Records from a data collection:

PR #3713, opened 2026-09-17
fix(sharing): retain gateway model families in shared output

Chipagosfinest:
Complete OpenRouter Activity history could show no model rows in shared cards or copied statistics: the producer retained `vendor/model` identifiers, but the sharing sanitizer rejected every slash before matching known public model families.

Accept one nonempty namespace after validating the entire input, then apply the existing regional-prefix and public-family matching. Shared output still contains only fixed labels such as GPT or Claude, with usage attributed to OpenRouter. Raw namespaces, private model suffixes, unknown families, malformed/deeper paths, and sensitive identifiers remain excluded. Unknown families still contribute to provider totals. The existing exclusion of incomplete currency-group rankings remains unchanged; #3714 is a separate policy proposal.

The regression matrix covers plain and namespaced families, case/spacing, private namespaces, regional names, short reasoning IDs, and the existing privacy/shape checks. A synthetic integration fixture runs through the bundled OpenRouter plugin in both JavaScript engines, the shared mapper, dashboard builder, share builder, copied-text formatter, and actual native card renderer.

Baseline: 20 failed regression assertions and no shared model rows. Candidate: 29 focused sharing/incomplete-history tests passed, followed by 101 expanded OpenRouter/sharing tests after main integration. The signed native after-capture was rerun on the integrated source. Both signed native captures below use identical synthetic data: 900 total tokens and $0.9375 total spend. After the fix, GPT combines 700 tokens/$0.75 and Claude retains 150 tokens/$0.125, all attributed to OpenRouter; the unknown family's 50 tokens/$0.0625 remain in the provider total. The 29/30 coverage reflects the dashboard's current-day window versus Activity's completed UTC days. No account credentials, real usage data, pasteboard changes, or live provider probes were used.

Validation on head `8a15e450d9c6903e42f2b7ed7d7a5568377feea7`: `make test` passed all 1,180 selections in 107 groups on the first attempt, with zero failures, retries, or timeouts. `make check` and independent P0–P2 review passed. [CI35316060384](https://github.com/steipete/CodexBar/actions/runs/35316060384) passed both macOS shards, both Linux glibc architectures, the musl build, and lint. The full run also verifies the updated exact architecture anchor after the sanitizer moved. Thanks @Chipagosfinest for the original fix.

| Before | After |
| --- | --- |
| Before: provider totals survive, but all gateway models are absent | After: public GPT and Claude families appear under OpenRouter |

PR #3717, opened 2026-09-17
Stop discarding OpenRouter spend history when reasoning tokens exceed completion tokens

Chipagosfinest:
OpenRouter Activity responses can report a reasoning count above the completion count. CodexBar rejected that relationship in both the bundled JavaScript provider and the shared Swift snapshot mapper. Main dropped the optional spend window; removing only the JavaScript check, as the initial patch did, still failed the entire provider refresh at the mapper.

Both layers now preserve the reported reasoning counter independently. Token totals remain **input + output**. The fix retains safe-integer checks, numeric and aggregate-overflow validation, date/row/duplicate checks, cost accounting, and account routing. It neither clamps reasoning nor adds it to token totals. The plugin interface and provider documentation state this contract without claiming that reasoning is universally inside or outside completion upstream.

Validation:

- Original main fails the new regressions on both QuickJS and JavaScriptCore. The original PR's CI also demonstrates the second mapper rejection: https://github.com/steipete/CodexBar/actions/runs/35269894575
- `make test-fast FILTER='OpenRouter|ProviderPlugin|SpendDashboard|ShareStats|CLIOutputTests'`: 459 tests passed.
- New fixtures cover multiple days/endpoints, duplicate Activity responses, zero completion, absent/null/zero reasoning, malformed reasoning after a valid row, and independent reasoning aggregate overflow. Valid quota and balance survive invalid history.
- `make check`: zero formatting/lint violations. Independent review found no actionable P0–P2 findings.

**Work request:** May I have exactly the lines from the one containing "- New fixtures" through the last line of the data, both included?

**Answer box:**
- New fixtures cover multiple days/endpoints, duplicate Activity responses, zero completion, absent/null/zero reasoning, malformed reasoning after a valid row, and independent reasoning aggregate overflow. Valid quota and balance survive invalid history.
- `make check`: zero formatting/lint violations. Independent review found no actionable P0–P2 findings.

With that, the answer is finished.